Os netos de Emiliano Zapata revoltavam-se contra as imposições do Estado mexicano à realidade própria dos indígenas, rejeitavam a submissão económica aos vizinhos do norte e exigiam uma democracia participativa. Caminhavam em sentido contrário àqueles que do outro lado do Atlântico pouca ou nenhuma oposição levantavam à construção de uma Europa submetida ao directório político e económico das grandes potências. Estes estavam contaminados por Malinche.
A canção eternizada por Amparo Ochoa, Maldición de Malinche, fala dos que em pleno século XX humilham o nativo e abrem os braços ao estrangeiro.
A esquerda europeísta
Em nome de um suposto internacionalismo, há quem na blogosfera cuspa que os que lutam contra a União Europeia e o euro não estão mais do que contaminados pela deriva nacionalista e que servem – ainda que não o saibam – um futuro nacional-socialismo. Estes, que se atrevem a pôr em causa a luta anti-imperialista de outros povos, como por exemplo, o papel de Hugo Chávez na construção de uma alternativa política na América Latina, não fazem mais do que reforçar o projeto das grandes potências capitalistas. Defender a União Europeia a toda o custo é defender um instrumento que não teve e não tem outro objectivo que o de garantir e reforçar o poder político e económico das potências do norte da Europa.Não se trata aqui de defender uma guerra entre o norte e o sul. Trata-se de defender a luta dos trabalhadores do sul pela defesa da sua soberania económica e política. Os destinos dos que trabalham em Portugal devem ser determinados por eles próprios. Não devem ser determinados pela burguesia portuguesa e muito menos pela alemã. Também os destinos dos que trabalham na Alemanha devem ser determinados por eles próprios. Senão for assim continuaremos a ser colonizados por uma estrutura que tem sido o eixo central da desgraça que nos acompanha há três décadas.Há gente que diz: pois, bem, então, que se juntem os povos e que tomem o poder na União Europeia. Esta é a perspectiva clássica dos que acham que enquanto não estivermos todos em condições de fazer a revolução e de conquistar o socialismo devemos esperar. Ou seja, devem esperar por um conjunto de condições que muito dificilmente se darão simultâneamente entre tantos povos com características, histórias, condições objectivas e subjectivas, em cada momento, distintos.Os sábios europeístas acham que só quando todos marcharmos juntos é que podemos partir para a revolução, mesmo que alguns já as venham a ter antes de outros e mesmo que esses acabem por perder a oportunidade de pôr fim à miséria porque outros não o puderam fazer.

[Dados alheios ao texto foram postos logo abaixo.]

PR #2846, opened 2019-01-11
BF: ANTS LaplacianThickness cmdline opts fixed up

yarikoptic:
That interface had a chance to work only when no any optional options specified since cmdline specs.
I also stripped  opt_ prefix from tollerance since they are all optional.

Some related discussions/changes on ANTs:
- https://github.com/ANTsX/ANTs/issues/688
- https://github.com/ANTsX/ANTs/pull/690

### DIFF
--- a/nipype/interfaces/ants/segmentation.py
+++ b/nipype/interfaces/ants/segmentation.py
@@ -207,13 +207,27 @@ class LaplacianThicknessInputSpec(ANTSCommandInputSpec):
         name_template='%s_thickness',
         keep_extension=True,
         hash_files=False)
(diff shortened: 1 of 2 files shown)


effigies:
This is a change based on a new version of ANTs? We should then set minimum/maximum versions or in some way account for version differences.

yarikoptic:
no, I think it is for the "forever version of ANTs" which was actually never tested to work correctly via nipype.  ... I even double checked by looking at 98188c3927a69c775cd1ac3f1ec6e41a0fd5a9d4 of ANTS from 2009 -- the same logic in handling the cmdline args

effigies:
Please merge master to fix tests.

Estes são os que idolatram tudo o que vem de fora. Rejeitam soluções nacionais em nome de um continente sem fronteiras ao mesmo tempo que submetem cada povo a uma lógica supranacional de luta que parte do topo para a base. É esta a maldição de Malinche de um género que se diz de esquerda e que se sente superior em relação aos trabalhadores e aos povos. Que pertence às ideias mais em voga na esquerda moderna europeia – tão velhas como o eurocomunismo – e que esquece que está colonizado por correntes políticas que são alimentadas e toleradas pela ideologia dominante. A ingenuidade tem limites e da mesma forma que as fronteiras da União Europeia não foram derrubadas para beneficiar os trabalhadores também a luta pela libertação económica e política de cada povo não serve os interesses do capital.
Durante a longa noite fascista, havia quem entendesse que Portugal só se libertaria do jugo salazarista depois da queda do franquismo. Ficava nas mãos dos povos oprimidos por Franco o destino do povo português. Não foi assim.
Também agora, devemos criar as condições para que os trabalhadores assumam nas suas mãos as rédeas do futuro. Independentemente da fundamental solidariedade entre quem trabalha em diferentes países, a batalha, em cada sítio, pela derrota do projeto capitalista europeu é a melhor forma de ajudar a luta de outros povos. Os trabalhadores alemães terão tudo a ganhar com a vitória dos trabalhadores portugueses. Os trabalhadores franceses terão tudo a ganhar com a vitória dos trabalhadores gregos.